Адам Виатт скакал позади отца, и с каждой минутой на душе у него становилось все легче. Отец молчал, и поначалу его это смущало, но потом он весь предался мыслям о том, что ждет его впереди. По чистой случайности он был замечен великим французом. Во время последнего сражения с англичанами под Йорктауном одна из лошадей вырвалась и поскакала, грозя выдать противнику расположение отряда, а Адам, рискуя жизнью, ее поймал. На самом деле этот отчаянный поступок ничего не решал, но он произошел на глазах Лафайета. Генерал велел прислать к нему храбреца и объявил Адаму благодарность. Юный американец пришелся ему по душе, и он оставил его при себе адъютантом. Обладая пытливым умом, Адам интересовался всем, от политики до философии и науки — и все больше нравился добросердечному французу. Генерал даже распорядился, чтобы юноше нашли преподавателя, когда Адам выразил желание учиться французскому языку. И вот теперь девятнадцатилетний американец отправлялся во Францию в составе личного штата генерала. Ему предстояло узнать и увидеть такое, о чем он не мог и мечтать, и Адам готовился выступить достойным посланцем своей молодой страны, в которой равенство и свобода уже утверждены законодательно. Эти высокие идеалы будут быстро подхвачены в Европе.
На окраине Нью-Йорка они с отцом пожали друг другу руки, а потом Джон Виатт развернул коня и поскакал домой. Он поехал с сыном лишь для того, чтобы привести обратно его лошадь, и не хотел задерживаться в толпе горожан, приветствующих торжественное возращение в Нью-Йорк Джорджа Вашингтона. Адам несколько часов бродил по городу, упиваясь звуками и красками празднества, а потом пошел на пристань, где ему предстояло сесть на большой корабль, который через пять недель плавания бросит якорь в порту Бордо.

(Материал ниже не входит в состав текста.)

PR #17934, opened 2024-07-01
fix: Validate no datavalues for some event statuses [DHIS2-17658]

enricocolasante:
Following on https://github.com/dhis2/dhis2-core/pull/17890.
Event statuses `OVERDUE`, `SKIPPED` and `SCHEDULE` do not allow to define data values. This PR is adding a validation to verify this.

### DIFF
--- a/dhis-2/dhis-api/src/main/java/org/hisp/dhis/tracker/imports/validation/ValidationCode.java
+++ b/dhis-2/dhis-api/src/main/java/org/hisp/dhis/tracker/imports/validation/ValidationCode.java
@@ -157,6 +157,7 @@ public enum ValidationCode {
   E1312("Referral events need to have both sides of a relationship."),
   E1313(
       "Event {0} of an enrollment does not point to an existing tracked entity. The data in your system might be corrupted"),
+  E1315("Status`{0}` does not allow to define data values."),
   E1316("No event can transition from status `{0}` to status `{1}.`"),
 
   /* Relationship */
--- a/dhis-2/dhis-services/dhis-service-tracker/src/main/java/org/hisp/dhis/tracker/imports/validation/validator/event/DataValuesValidator.java
+++ b/dhis-2/dhis-services/dhis-service-tracker/src/main/java/org/hisp/dhis/tracker/imports/validation/validator/event/DataValuesValidator.java
@@ -42,6 +42,7 @@ import java.util.Optional;
 import java.util.Set;
 import java.util.stream.Collectors;
 import org.hisp.dhis.dataelement.DataElement;
+import org.hisp.dhis.event.EventStatus;
 import org.hisp.dhis.fileresource.FileResource;
 import org.hisp.dhis.program.ProgramStage;
 import org.hisp.dhis.program.ProgramStageDataElement;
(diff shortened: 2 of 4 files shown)


dhis-2/dhis-services/dhis-service-tracker/src/main/java/org/hisp/dhis/tracker/imports/validation/validator/event/DataValuesValidator.java
```diff
@@ -80,10 +81,20 @@ public void validate(Reporter reporter, TrackerBundle bundle, Event event) {
       validateDataValue(reporter, bundle, dataElement, dataValue, programStage, event);
     }
 
+    if (EventStatus.STATUSES_WITHOUT_DATA_VALUES.contains(event.getStatus())) {
```
teleivo, line 84: I would say keep the style of the methods below and move the if inside like in https://github.com/dhis2/dhis2-core/blob/f9d763cf8f351d3c22b9eab11f815fa6847cfc76/dhis-2/dhis-services/dhis-service-tracker/src/main/java/org/hisp/dhis/tracker/imports/validation/validator/event/DataValuesValidator.java#L150

so it reads

```java
validateDataValuesSetInAllowedEventStatus(reporter, event);
validateMandatoryDataValues(reporter, bundle, event);    validateDataValueDataElementIsConnectedToProgramStage(reporter, bundle, event, programStage);
```

We could also shorten the method names as we are in the `DataValuesValidator`. So for the new one maybe `validateEventStatus`.

dhis-2/dhis-api/src/main/java/org/hisp/dhis/tracker/imports/validation/ValidationCode.java
```diff
@@ -157,6 +157,7 @@ public enum ValidationCode {
   E1312("Referral events need to have both sides of a relationship."),
   E1313(
       "Event {0} of an enrollment does not point to an existing tracked entity. The data in your system might be corrupted"),
+  E1315("Status `{0}` does not allow to define data values."),
```
teleivo, line 160: Should we print a static list of event status that do not allow setting data values? As in give the user all the information needed to fix their problem.

dhis-2/dhis-test-e2e/src/test/java/org/hisp/dhis/tracker/imports/events/EventsDataValueValidationTests.java
```diff
@@ -126,11 +126,7 @@ public void shouldValidateWhenNoDataValue(String validationStrategy, String even
   }
 
   @ParameterizedTest
-  @CsvSource({
-    "ON_COMPLETE,ACTIVE",
-    "ON_UPDATE_AND_INSERT,SCHEDULE",
-    "ON_UPDATE_AND_INSERT,SKIPPED"
-  })
+  @CsvSource({"ON_COMPLETE,ACTIVE"})
```
teleivo, line 129: What does this do?

enricocolasante: This test was checking the that mandatory values in `SCHEDULE` and `SKIPPED` statuses were not validated but now we are even more restrictive so those tests cannot be reproduced anymore.

dhis-2/dhis-api/src/main/java/org/hisp/dhis/tracker/imports/validation/ValidationCode.java
```diff
@@ -157,7 +157,8 @@ public enum ValidationCode {
   E1312("Referral events need to have both sides of a relationship."),
   E1313(
       "Event {0} of an enrollment does not point to an existing tracked entity. The data in your system might be corrupted"),
-  E1315("Status `{0}` does not allow to define data values."),
+  E1315(
+      "Status `{0}` does not allow to define data values. Statuses that allow to define data values are: {1}"),
```
teleivo, line 161:
```suggestion
      "Status `{0}` does not allow defining data values. Statuses that do allow defining data values are: {1}"),
```

teleivo (approved):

Первые дни путешествия он страдал от морской болезни, но вскоре привык к качке и полюбил свежий соленый ветер, гнавший корабль к берегам Франции. Генерала — или «маркиза», как велел себя называть Лафайет — Адам видел редко. Война кончилась, и воинские звания можно было забыть. Он ежедневно занимался французским и усердно изучал правила этикета. Маркиз де Лафайет при всей либеральности своих взглядов оставался аристократом, вхожим в высшие придворные и дипломатические круги французского общества, и его протеже должен был уметь вести себя в обществе. В течение месяца Адам учился говорить, двигаться и даже думать как дворянин, а не сын фермера. Пищу на корабле подавали простую, зато за обедом Адаму каждый раз наливали бокал превосходнейшего вина, какого он никогда прежде не пробовал. Адам Виатт, сошедший на берег в Бордо, был уже не тем Адамом, который поднялся на борт в Нью-Йорке.
Следующие несколько месяцев довершили его превращение. У себя на родине Лафайет считался таким же героем, как в Америке. Французы всех сословий радовались поражению своего извечного соперника, Британии, и безмерно гордились тем, что этому способствовал их соотечественник и французские войска, которые он уговорил послать на помощь колонистам. Лафайет пользовался почетом не только во Франции, но и в либеральных кругах всей Европы; и куда бы он ни поехал, всюду его сопровождал Адам Виатт. В Версале юноша был представлен королю Людовику и прекрасной молодой королеве Марии Антуанетте. В Париже он познакомился с Томасом Джефферсоном, который приехал, чтобы заключить с Францией торговые соглашения, и ему выпала честь побеседовать с Бенджамином Франклином. Для сына фермера это были опьяняющие минуты. Подчас ему казалось, что годы, прожитые в пуританской простоте, были всего лишь кошмаром, от которого он наконец пробудился. А иногда его одолевал страх, что эта новая жизнь только сон и, проснувшись, он под окрики матери отправится по утреннему холоду доить коров.